SOURCE MATERIAL:
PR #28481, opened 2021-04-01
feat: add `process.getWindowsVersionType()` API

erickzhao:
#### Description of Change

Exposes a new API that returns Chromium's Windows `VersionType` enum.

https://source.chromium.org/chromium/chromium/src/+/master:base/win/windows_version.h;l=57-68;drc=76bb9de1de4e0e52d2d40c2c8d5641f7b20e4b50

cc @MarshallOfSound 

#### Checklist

ACTIVITY: Each entry above should be retyped exactly, with nothing missed.

COMPLETED EXERCISE:
PR #28481, opened 2021-04-01
feat: add `process.getWindowsVersionType()` API

erickzhao:
#### Description of Change

Exposes a new API that returns Chromium's Windows `VersionType` enum.

https://source.chromium.org/chromium/chromium/src/+/master:base/win/windows_version.h;l=57-68;drc=76bb9de1de4e0e52d2d40c2c8d5641f7b20e4b50

cc @MarshallOfSound 

#### Checklist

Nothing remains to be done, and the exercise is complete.